Wouldnt it be funny/terrifying to wear a t-shirt that had the words TALK TO ME! in huge capital letters on the front?

I'm a touch tipsy so excuse the random topic x


----------



## TorLin (Nov 14, 2006)

what about this shirt


----------



## leonardess (Jun 30, 2009)

oh my god - that is sooooo cute. If I saw someone wearing that I would hug them. Providing they weren't screaming my eyes my eyes


----------



## TheDaffodil (Jun 20, 2009)

That is a really cute shirt. 

I, of course, would then think that someone would read it and try to hurt me because they think I'm too shy to stand up for myself. I have now completely ruined the cuteness of that shirt in my mind. Haha gees.


----------



## britisharrow (Jun 18, 2009)

Might look a bit desperate.


----------



## Cool SAD sufferer (Sep 22, 2009)

britisharrow said:


> Might look a bit desperate.


 Don't let your SA take over.
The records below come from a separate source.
Issue #124, opened 2023-01-24
A Source Attestation for recording metadata about source code


trishankatdatadog:
Presently, there is no proposed Attestation for recording metadata about source code that developers may have written. For example, the [Datadog Agent Integrations](https://www.datadoghq.com/blog/engineering/secure-publication-of-datadog-agent-integrations-with-tuf-and-in-toto/) use [in-toto links](https://github.com/DataDog/integrations-core/tree/master/.in-toto) to record what source code was checked in by whom.

An [example](https://github.com/DataDog/integrations-core/blob/38bbffef6cefa7a12fd31961eb11521cf0e4fe5c/.in-toto/tag.5e2e6791.link) Source Attestation may look like:

```json
{
  "signatures": [
    {
      "keyid": "5e2e6791ad1dca571dd782006dc8f36eeba9870c",
      "other_headers": "04000108001d1621045e2e6791ad1dca571dd782006dc8f36eeba9870c050263c5145b",
[...]

Issue #46, opened 2021-07-16
Timestamp somewhere?


dlorenc:
We've been discussing support for vulnerability scans as a type of "attestation" over here: https://github.com/sigstore/cosign/issues/442

and it's clear that these will need some form of timestamp to work correctly. A vulnerability scan is timely, and should only be considered valid for a specific period of time after it is generated. This also helps align with the principle of "monotonicity", where the absence of an attestation should never move a decision from DISALLOW to ALLOW.

This could be done with a timestamp inside a custom scan predicate, but it might also be useful to place this at the statement layer. I'm not convinced either way yet.

cc @joshuagl @SantiagoTorres

TomHennen:
I think the argument against putting it in a generic field at the statement layer is that it would be difficult to convey what the timestamp means for all predicates.

This is [discussed a little bit here](https://github.com/in-toto/attestation/tree/main/spec#predicate-conventions) where it says

> Timestamps SHOULD use RFC 3339 syntax with timezone "Z" and SHOULD clarify the meaning of the timestamp. For example, a field named timestamp is too ambiguous; a better name would be builtAt or allowedAt or scannedAt.

That leans towards having more specific timestamp fields in the predicate layer and is why [the Provenance predicate](https://github.com/in-toto/attestation/blob/main/spec/predicates/provenance.md) defines `buildStartedOn` and `buildFinishedOn`.

Are there use cases where someone might want to make a blanket statement against multiple different predicate types based on the value of the timestamp field?  What would be the disadvantages of only having specific timestamp fields in the predicate?

dn-scribe:
Following the rational of separating statements from predicates - one could imagine a policy of "Must have a fresh attestation", or  "order of attestations to sub-processes should be 1-2-3" . 

I think there is a more important subject behind the timestamp issue - which is the context of the attestation (the timestamp is only one component of such a context). In SLSA v.2 environment object can suffice, but I would argue that any attestation requires some context, and thus it should be a part of the statement. Examples to context data: pipeline-run, job-ID, GitHub repo, machine-id. 
The challenge is to identify useful, common, mandatory context fields, and to enable user-defined fields.

mattmoor:
For context-sensitive `timestamp` properties, I completely agree that they belong inside of the `predicate` itself.

[...]

PR #151, opened 2023-03-13
Add predicates for human reviews

### LINKED ISSUE #77: Defining a generalized predicate format for "reviews"
We started discussing what code review attestations should look like, and @iamwillbar suggested checking if we could define a generalized predicate for reviews. We could then derive code review and other formats (perhaps vuln scans like #58) from this general predicate. As a starting point, we've potentially got the following sections in the predicate.

### Meta Information (better name?)

In the case of code reviews, this could identify the person performing the review, but in the case of a vuln scan, it could identify the scanner used. One thing to note is that this _may_ be unnecessary in the case of some reviews, because we could use the signature to identify the functionary as we do with links. Further, we could capture temporal information about when the review was performed.

### Artifact Information

This section essentially identifies the artifacts the review applies to. We can incorporate ITE-4 here as well. One project we're looking to work with is [crev](https://github.com/crev-dev/crev), so we could use something like purl as well to identify package-level reviews as a whole. One open question may be reviews for diffs, and how they'd chain together to apply to a file as a whole.

### Review Result

This is pretty self explanatory for both CRs and vuln scans. I'm not sure if a negative result CR should exist, except maybe for package-results as they're used in crev.

---

These are all early thoughts in defining a generalized review format, and I'm curious to hear what people think about this. Also open to hearing about other projects like crev we should be paying attention to when working on this.

adityasaky:
This is still a WIP. Crev needs a major update but I took a pass at defining a generic human review attestation type followed by system specific ones that extend the generic predicate.

Fixes #77


spec/predicates/human-review/vcs.md
```diff
@@ -0,0 +1,103 @@
...
+        {
+            "digest": { "gitCommit": "<HASH>" }
+        },
+    ],
+    "predicateType": "http://in-toto.io/attestation/human-review/vcs/v0.1",
+    "predicate": {
+        "result": "approved/changes-required/comment",
+        "reviewLink": "https://github.com/<>",
+        "timestamp": "<TIMESTAMP>"
+        "reviewer": "<STRING>"
```
TomHennen, line 49: Should reviewer be a list or is the idea there would be one attestation per reviewer?

spec/predicates/human-review/vcs.md
```diff
@@ -0,0 +1,103 @@
...
+-   Fields marked _optional_ MAY be unset or null, and should be treated
+    equivalently. Both are equivalent to empty for object or array values.
+
+### Fields
+
+Extends: [human-review](./human-review.md#fields).
+
+`result` _enum_, _required_
+
+One of `approved`, `changes-requested`, or `comment`. TODO: This is inspired by
```
TomHennen, line 75: What should folks assume based on these various fields?  What should a user do if they get one of these with the result of 'comment'?  If there are multiple attestations (because of multiple rounds of review) would the idea be "look for however many 'approved' statues from individual reviewers you require?"

Is it useful for this predicate type to cover reviews that are in-progress (vs those that are just complete and the code merged)?

spec/predicates/human-review/crev.md
```diff
@@ -0,0 +1,127 @@
...
+dependency, and can be performed by one or more of several actors in the supply
+chain. The developer importing a new dependency can perform the review or a
+dedicated security team can be tasked with it.
+
+## Schema
+
+```json
+{
+    "_type": "https://in-toto.io/Statement/v1",
+    "subject": [{...}],
```
TomHennen, line 37: I think it would be helpful to have some language about what the subjects of these things are expected to be.

It looks like for crev it's expected to be a binary and not source code itself?

I also think it's fine to delegate the details to the various projects (crev doesn't seem to define this yet so maybe it's enough to just explicitly leave it open-ended)?

spec/predicates/human-review/vcs.md
```diff
@@ -0,0 +1,103 @@
...
+is that this attestation is generated as a confirmation, an approval of some
+specific change, and is performed by developers in the supply chain who have
+code review responsibilities.
+
+## Schema
+
+```json
+{
+    "_type": "https://in-toto.io/Statement/v1",
+    "subject": [
```
TomHennen, line 39: It would probably be good to discuss what the subject is (that it should point to some code in a VCS) and probably to discuss if the review covers the referenced _change_ or a review of the entire codebase?  Maybe that could be another field in the predicate?

TomHennen (changes requested):

spec/predicates/human-review/vcs.md
adityasaky: I think attestation per reviewer, that way we can plug into the threshold semantics directly for policies like two party review.

spec/predicates/human-review/vcs.md
adityasaky: I thought about this for quite a while, my original draft had attestation generation only on approval (and monotonic). I was worried we'd lose some signal in the process though. Do you think it makes sense to go back to that model?

Also to answer the question more generally, I think assuming based on these fields should be in the realm of policies consuming the attestation. I'm fine with sketching some of that out as examples for the predicate spec once we nail it down some more.

spec/predicates/human-review/vcs.md
adityasaky: That's a great point, I considered supporting a _range_ of commits that comprise a changeset. I'll take a pass at tweaking it.

spec/predicates/human-review/human-review.md
```diff
@@ -0,0 +1,106 @@
...
+```json
+{
+    "_type": "https://in-toto.io/Statement/v1",
+    "subject": [{
+        "digest": {
+            "gitCommit": "b0bd8ecab5607e174fa403e002c74a666e7edd51"
+        }
+    }],
+    "predicateType": "https://in-toto.io/attestation/human-review/v0.1",
+    "predicate": {
```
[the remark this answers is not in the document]
TomHennen: Interesting, I would imagine that in some cases the code review system might wind up creating this attestation.  E.g. GitHub creates this attestation for the reviewer, signed with GitHub keys and that GitHub would be the identified attestor.  That's my thinking because GitHub is the system that's actually providing the UI to do the review and so it is in a position to make these attestations.

If it's the individual doing the review that's making/signing the attestation (e.g. with sigstore) that's different.  Of course then there will be the problem of mapping GitHub identities with Sigstore ones (maybe that's already a feature?).

Either way it's probably worth adding text describing who the various attestors could be?

spec/predicates/human-review/vcs.md
TomHennen: Would it make sense, given ITE-9, that this proposal should probably include some concrete use cases with example policies?

FWIW I'm not sure what I'd actually do with a 'changes-requested' review or a 'comment' review.

spec/predicates/human-review/crev.md
adityasaky: > It looks like for crev it's expected to be a binary and not source code itself?

I understand it as a version of a package. I think resource descriptors and/or purl might fit the criteria. I'll update that.

spec/predicates/human-review/vcs.md
adityasaky: Is it too complex to have the subject point to the tip and include starting commit for the range in the predicate?

spec/predicates/human-review/vcs.md
adityasaky: I think there's interesting scope here for making the vcs one:
1. approve only
2. include 1+ reviewer details.

This addresses the signed-by-github point above. For human created ones, we can use the generic one. Thoughts? I could even split vcs into github and gerrit to show off how they'd differ, perhaps?

spec/predicates/human-review/vcs.md
adityasaky: What if we leaned into ITE-4 to make the subject of a github-specific attestation a pull request itself? I think it could work but we'd then have to identify how we link the commits in the PR to that being used as a source for the build etc.

TomHennen: We've been thinking pretty hard about this on our end, but it really comes down to what you're trying to do.

My guess is that people will want to look at a specific commit/merge and ask if it was reviewed.  The attestation should probably provide a link to the review (ITE-4 can probably help there, but maybe it can just be a URI?).  Then I suspect that some users will want to perform that same check for each commit in the log.

If that's true then I think the subject should be the commit where the PR was merged.  IMO we'd only want the attestation for the final commit because any review or approval probably applies to the _sum_ of the changes and not the individual commits in the PR.

That means that for a branch to be considered reviewed you want each commit the branch pointed to to have a review that applies to it, but you don't necessarily care about the intermediate commits since the branch never pointed to them individually and you likely don't want people to use those commits directly anyways.

What goal do the users of this predicate have in mind "how do I know if the all the code in this repo is safe?", "how can I identify which things haven't been reviewed so I can take a closer look at them?", "I'd like to make sure I trust the folks that provided all reviews on this repo so I need to know who they are", "I'd like to make sure the code in this repo was reviewed for problem X".  "I'd like to have confidence that, at some point, the code in this repo was evaluated for problems X, Y, Z, but I don't need to ensure that each individual commit meets that bar".

adityasaky: I think I agree. For a v0.1.0, I suggest we leave it as applying to one or more commits, up to the user. In automated systems, I foresee it being issued at the tip of the feature branch, and I think this works from the "was this change reviewed? give me a CR issued for this PR matching the tip of the PR's branch".

adityasaky:
> Have we given any thought tho how this interacts with https://github.com/in-toto/attestation/issues/124 and https://github.com/in-toto/attestation/issues/124#issuecomment-1488677973. cc @colek42

I think they're complementary. The review predicate can apply to sources recorded in links in a prior step, say from a git clone, and we can extend that with other notions about the repository using testifysec's git attestor.

protos/in_toto_attestation/predicates/human_review/crev/v0/crev.proto
```diff
@@ -0,0 +1,30 @@
...
+
+    string url = 3;
+}
+
+message Review {
+    string result = 1;
+
+    google.protobuf.Timestamp timestamp = 2;
+
+    reviewer reviewer = 3;
```
marcelamelara, line 23: Ditto:
```suggestion
    Reviewer reviewer = 3;
```

spec/predicates/human-review-crev.md
```diff
@@ -0,0 +1,123 @@
...
+## Use Cases
+
+As noted above, crev enables social review of popular open source software
+dependencies. A crev review includes information such as the thoroughness of
+the review, understanding of the source code, and a final rating.
+
+## Prerequisite
+
+Understanding of the
+[in-toto attestation specification](https://github.com/in-toto/attestation).
```
marcelamelara, line 22: This isn't really a comment specific to this predicate, but I've seen several predicate specs say this, and I feel like this ought to just be implied. The pre-reqs I think are a lot more interesting and worth noting should be the lesser known, predicate-specific ones.

marcelamelara (commented):
Thank you for getting this started, @adityasaky ! I have a general question, and apologies if this has already been addressed: what's the reasoning for needing three separate predicates for this? The human review and VCS review predicate are practically identical and frankly don't capture much information. I really like the Crev format, and wonder if we can either a) simply use the Crev format in the other use cases, or b) extract the most important properties a consumer wants out of a human review attestation, and develop a single format that will be compatible with all three use cases (Crev, generic, and VCS). If we go with option b, I suspect the predicate will end up looking a lot like Crev, possibly with a few extra fields.

spec/predicates/human-review-vcs.md
```diff
@@ -0,0 +1,100 @@
...
+    "subject": [{
+        "name": "in-toto-python",
+        "digest": {
+            "gitCommit": "b0bd8ecab5607e174fa403e002c74a666e7edd51"
+        },
+        "uri": "https://github.com/in-toto/in-toto"
+    }],
+    "predicateType": "http://in-toto.io/attestation/human-review/vcs/v0.1",
+    "predicate": {
+        "reviewer": ["https://github.com/lukpueh"],
```
marcelamelara, line 95: I would be a little concerned with the fact that this reviewer URL isn't entirely immutable, which is why I think I favor the slightly more detailed Crev format for the reviewer field.

spec/predicates/human-review.md
```diff
@@ -0,0 +1,90 @@
...
+{
+    "_type": "https://in-toto.io/Statement/v1",
+    "subject": [{
+        "digest": {
+            "gitCommit": "b0bd8ecab5607e174fa403e002c74a666e7edd51"
+        }
+    }],
+    "predicateType": "https://in-toto.io/attestation/human-review/v0.1",
+    "predicate": {
+        "result": "pass",
```
marcelamelara, line 85: Maybe I'm missing something: How come there is no `reviewer` field in this predicate? I also would have expected to see a `result` field in the VCS predicate, hence my earlier comment about the two predicates being practically identical.

adityasaky: This one is a more generic review type. Here, the reviewer is expected to be identified using the signature rather than a field in the predicate. The vcs type is to support, say, github or a gitlab server issuing an attestation with an online key.

adityasaky: The `result` field being omitted in the VCS one is because in the VCS case, we don't want negative reviews. An attestation => approval (and adheres to the monotonic principle).

marcelamelara: For the generic review, why couldn't these same semantics (omission of `reviewer` implies check signer) be achieved with a general predicate that makes `reviewer` optional? 

Two comments on the VCS case: First, why wouldn't we ever want to record a negative review? What if we need forensic evidence of this review or to prove that the threshold number by approved reviewers was not achieved? 

Second, as I understand the monotonic principle, it's the consumer side that should be ensuring their policies follow the monotonic principle; a consumer policy that follows the monotonic principle should be one that says "deny unless results=pass". So by this, an omission of `results` isn't a monotonic way of expressing a positive result. While the producer should enable the consumer to make these types of policy decisions, I don't think the producer should be the one dictating the policy of the consumer. So, I still don't see why all the different use cases can't be achieved with a single code review predicate that makes the appropriate fields optional, allowing for as-rich or as-simple semantics as the consumer may need.

marcelamelara:
CC'ing @pdxjohnny as this in-toto predicate/topic may be of interest re: code ingestion validation.

spec/predicates/human-review-vcs.md
adityasaky: Could you elaborate? Do you mean because GitHub usernames can change and / or be registered by other people in future? To address that, we could use the user ID instead in the example and specify inline that it must be immutable for a user.

spec/predicates/human-review.md
adityasaky: > For the generic review, why couldn't these same semantics (omission of reviewer implies check signer) be achieved with a general predicate that makes reviewer optional? This is how SCAI handles the producer field as well, for example.

I think that complicates validating VCS attestations though, as the reviewer is compulsory there.

Does it make more sense to only submit VCS and Crev right now? The generic one is supposed to be more of a catch-all for users to issue reviews but if our use cases largely fall in the VCS / Crev buckets, we can revisit the generic one later.

> VCS case

Also see earlier discussion on this: https://github.com/in-toto/attestation/pull/151#discussion_r1147963407, cc @TomHennen 

Recording a negative review didn't make sense from use cases such as "was this PR reviewed and approved before it was merged". This is in part because we run into the question of when we care about PR reviews. I personally think that only the reviews (approvals) that apply at merge time matter, and that reviews (from the same users often) before the approvals that requested changes and left comments don't affect PR-specific workflows.

protos/in_toto_attestation/predicates/human_review/v0/human_review.proto
```diff
@@ -0,0 +1,16 @@
...
+
+package in_toto_attestation.predicates.human_review.v0;
+
+import "google/protobuf/timestamp.proto";
+
+option go_package = "github.com/in-toto/attestation/go/predicates/human_review/v0";
+option java_package = "io.github.intoto.attestation.predicates.human_review.v0";
+
+message Review {
+    string result = 1;
```
pxp928, line 11: missing `Reviewer reviewer`?

protos/in_toto_attestation/predicates/human_review/vcs/v0/vcs.proto
```diff
@@ -0,0 +1,16 @@
...
+
+package in_toto_attestation.predicates.human_review.vcs.v0;
+
+import "google/protobuf/timestamp.proto";
+
+option go_package = "github.com/in-toto/attestation/go/predicates/human_review/vcs/v0";
+option java_package = "io.github.intoto.attestation.predicates.human_review.vcs.v0";
+
+message Review {
+    repeated string reviewer = 1;
```
pxp928, line 11: why is this a string? while the others are missing `Reviewer reviewer`?

spec/predicates/human-review-vcs.md
```diff
@@ -0,0 +1,113 @@
...
+    "subject": [{
+        "name": "in-toto-python",
+        "digest": {
+            "gitCommit": "b0bd8ecab5607e174fa403e002c74a666e7edd51"
+        },
+        "uri": "https://github.com/in-toto/in-toto"
+    }],
+    "predicateType": "http://in-toto.io/attestation/human-review/vcs/v0.1",
+    "predicate": {
+        "reviewer": [{
```
pxp928, line 105: This does not follow the `REVIEWER` types?

spec/predicates/human-review.md
```diff
@@ -0,0 +1,85 @@
...
```
pxp928, line 80: missing `REVIEWER`?

protos/in_toto_attestation/predicates/human_review/v0/human_review.proto
adityasaky: Nope, this generic one was intended to be signed by the reviewer themself, so it didn't include the reviewer field which is needed when github or gerrit issues the attestation.

protos/in_toto_attestation/predicates/human_review/vcs/v0/vcs.proto
adityasaky: Updated to use RD based on today's discussion.

spec/predicates/human-review-vcs.md
adityasaky: This was previously set to be opaque per system but now uses RD.

spec/predicates/human-review-crev.md
```diff
@@ -0,0 +1,156 @@
...
+Specifies if the overall rating of the dependency is `positive` or `negative`.
+
+`reviewer` _object_, _required_
+
+Identifies the reviewer. This has some meaning for crev's trust proliferation
+aspects, but the identity of the reviewer can also be mapped based on in-toto's
+functionary handling. `idType` is used to determine the contents of `reviewer`.
+The `url` is a reference to the reviewer's crev-proofs repository.
+
+`timestamp` _Timestamp_, _required_
```
TomHennen, line 70: nit: instead of calling this 'timestamp' which leaves what time it refers to ambiguous, can it be named review_time or something more descriptive?

See https://github.com/in-toto/attestation/issues/46 for some discussion

spec/predicates/human-review-crev.md
```diff
@@ -0,0 +1,156 @@
+# Predicate type: Dependency Reviews (crev)
+
+Type URI: (tentative) https://in-toto.io/attestation/human-review/crev/v0.1
+
+Version: Do we use Crev's versioning? Currently -1? What about their URI?
```
TomHennen, line 5: Do we have a resolution for this?  If we don't know maybe just stick with v0.1?

spec/predicates/human-review-vcs.md
```diff
@@ -0,0 +1,122 @@
...
+review system. Each entry must include immutable information that is always
+mapped to the reviewer. The digest may be skipped in the ResourceDescriptor,
+using the name and URI fields to record the username and immutable ID.
+
+`reviewLink` _URI_, _optional_
+
+Contains a link to the full review. Useful to point to information that cannot
+be captured in the attestation.
+
+`timestamp` _Timestamp_, _optional_
```
TomHennen, line 88: As above can we give this a more descriptive name?

Also note that with multiple reviewers we might want to clarify which review this refers to.  First? Last?

TomHennen (changes requested):

spec/predicates/human-review-crev.md
adityasaky: I'll reach out to the crev developers again.

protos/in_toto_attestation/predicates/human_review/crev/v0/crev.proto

It's saying "come to the dark side Luke" and making you think of bad things.


----------



## Emptyheart (Sep 15, 2009)

I'd wear it!  lol


----------



## britisharrow (Jun 18, 2009)

Cool SAD sufferer said:


> Don't let your SA take over. It's saying "come to the dark side Luke" and making you think of bad things.


I take your point but I don't think I'd want to exchange my dignity for conversation. It's possible to keep both. Walking around with a t-shirt on that says "talk to me" if they saw it I think the majority of people would think "what a loser."


----------



## 7981232 (Jul 4, 2009)

If a girl wore that and I thought she is cute I'd talk to her.


----------



## IThinkIAmMe (Aug 18, 2009)

I'd wear one (prolly with a sweater over top though, you'd have to be creepy and stare to realize what it said)
if I saw somebody wearing one I wouldn't talk to them, but it would be cute/funny


----------



## QuackQuack (Mar 18, 2008)

http://store.xkcd.com/xkcd/#JustShy

http://hellomerch.com/shop/index.ph...ategory_id=12&option=com_virtuemart&Itemid=57

http://www.zazzle.com/ask_me_about_my_social_anxiety_tshirt-235690256180894827

There should be a shirt that's like "CALM DOWN CALM DOWN RELAX CALM DOWN RELAX OH GOD"


----------



## solasum (Nov 17, 2008)

I wouldn't wear that specific shirt, but I once saw one that said, "I'm with nobody" and had arrows pointing to either side.


----------



## mind_games (Nov 30, 2008)

No too attention drawing for my taste. I know thats kinda the point but I can't help but think people will think I'm a loser as other posters have said above.


solasum said:


> I wouldn't wear that specific shirt, but I once saw one that said, "I'm with nobody" and had arrows pointing to either side.


For some reason though, this seems more do-able for me.


----------



## QuackQuack (Mar 18, 2008)

solasum said:


> I wouldn't wear that specific shirt, but I once saw one that said, "I'm with nobody" and had arrows pointing to either side.


hahaha

http://www.cafepress.com/HolyTaco.357216958

Yeah, I don't know if I would wear them, either.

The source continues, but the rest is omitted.